(Beginning of Input records)

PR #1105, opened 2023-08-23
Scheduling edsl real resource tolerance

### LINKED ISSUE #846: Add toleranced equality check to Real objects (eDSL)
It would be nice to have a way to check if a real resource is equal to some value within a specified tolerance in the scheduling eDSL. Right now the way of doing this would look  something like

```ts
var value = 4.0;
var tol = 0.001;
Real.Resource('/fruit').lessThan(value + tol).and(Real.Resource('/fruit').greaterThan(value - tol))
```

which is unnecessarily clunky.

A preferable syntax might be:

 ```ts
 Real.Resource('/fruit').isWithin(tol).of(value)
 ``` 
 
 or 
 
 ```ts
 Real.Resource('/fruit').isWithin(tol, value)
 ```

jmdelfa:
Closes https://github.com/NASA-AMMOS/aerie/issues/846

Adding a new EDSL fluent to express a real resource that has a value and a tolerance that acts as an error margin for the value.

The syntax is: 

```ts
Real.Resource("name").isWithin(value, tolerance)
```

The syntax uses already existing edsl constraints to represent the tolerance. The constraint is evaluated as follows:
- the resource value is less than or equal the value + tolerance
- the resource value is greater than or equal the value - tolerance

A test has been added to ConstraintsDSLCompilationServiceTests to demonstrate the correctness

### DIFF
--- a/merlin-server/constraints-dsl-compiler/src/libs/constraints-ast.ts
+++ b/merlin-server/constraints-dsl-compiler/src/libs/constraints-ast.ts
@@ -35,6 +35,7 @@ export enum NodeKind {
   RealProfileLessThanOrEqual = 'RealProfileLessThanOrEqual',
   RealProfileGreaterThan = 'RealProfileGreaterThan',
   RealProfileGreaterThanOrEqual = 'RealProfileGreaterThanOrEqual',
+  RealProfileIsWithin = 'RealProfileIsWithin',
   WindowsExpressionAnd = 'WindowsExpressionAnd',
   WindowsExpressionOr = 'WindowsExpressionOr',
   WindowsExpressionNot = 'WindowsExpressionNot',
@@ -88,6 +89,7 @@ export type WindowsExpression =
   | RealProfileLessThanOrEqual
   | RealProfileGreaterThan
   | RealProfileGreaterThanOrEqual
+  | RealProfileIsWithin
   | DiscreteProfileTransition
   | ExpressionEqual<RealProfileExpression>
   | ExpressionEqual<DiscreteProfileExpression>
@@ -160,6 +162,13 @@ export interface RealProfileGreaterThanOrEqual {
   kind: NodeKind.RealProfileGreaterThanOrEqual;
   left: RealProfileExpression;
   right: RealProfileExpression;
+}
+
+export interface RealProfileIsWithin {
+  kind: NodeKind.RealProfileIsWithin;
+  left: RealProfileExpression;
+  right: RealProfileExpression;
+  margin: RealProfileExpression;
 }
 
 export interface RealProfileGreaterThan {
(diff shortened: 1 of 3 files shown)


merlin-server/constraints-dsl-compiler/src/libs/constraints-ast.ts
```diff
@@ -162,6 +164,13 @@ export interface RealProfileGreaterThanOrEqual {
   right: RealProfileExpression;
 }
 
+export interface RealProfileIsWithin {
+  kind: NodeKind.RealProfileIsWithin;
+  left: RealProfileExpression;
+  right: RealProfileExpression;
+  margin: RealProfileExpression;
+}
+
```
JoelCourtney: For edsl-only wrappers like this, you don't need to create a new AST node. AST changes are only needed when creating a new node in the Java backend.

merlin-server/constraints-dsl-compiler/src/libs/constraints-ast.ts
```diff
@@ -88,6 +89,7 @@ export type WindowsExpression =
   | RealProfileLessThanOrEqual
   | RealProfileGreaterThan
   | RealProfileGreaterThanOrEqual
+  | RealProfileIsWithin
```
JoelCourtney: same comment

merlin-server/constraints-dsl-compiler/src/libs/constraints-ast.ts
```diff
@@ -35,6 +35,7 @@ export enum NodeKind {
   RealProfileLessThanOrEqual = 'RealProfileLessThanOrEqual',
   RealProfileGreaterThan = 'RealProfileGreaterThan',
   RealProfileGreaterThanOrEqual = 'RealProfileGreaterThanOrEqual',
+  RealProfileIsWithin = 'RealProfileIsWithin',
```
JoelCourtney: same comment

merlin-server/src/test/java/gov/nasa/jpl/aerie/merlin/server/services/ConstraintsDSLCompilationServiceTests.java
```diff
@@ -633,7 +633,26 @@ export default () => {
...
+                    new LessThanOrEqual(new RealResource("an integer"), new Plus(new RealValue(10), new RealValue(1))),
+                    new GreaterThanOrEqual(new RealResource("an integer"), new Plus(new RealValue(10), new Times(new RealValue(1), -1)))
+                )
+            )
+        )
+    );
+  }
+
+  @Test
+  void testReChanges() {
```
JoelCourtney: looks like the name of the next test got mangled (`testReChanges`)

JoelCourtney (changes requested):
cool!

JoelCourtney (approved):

(End of Input records)

→ **Action item**
Pick out all lines from the data above in which the word "integer" appears.

→ **Exercise output**
+                    new LessThanOrEqual(new RealResource("an integer"), new Plus(new RealValue(10), new RealValue(1))),
+                    new GreaterThanOrEqual(new RealResource("an integer"), new Plus(new RealValue(10), new Times(new RealValue(1), -1)))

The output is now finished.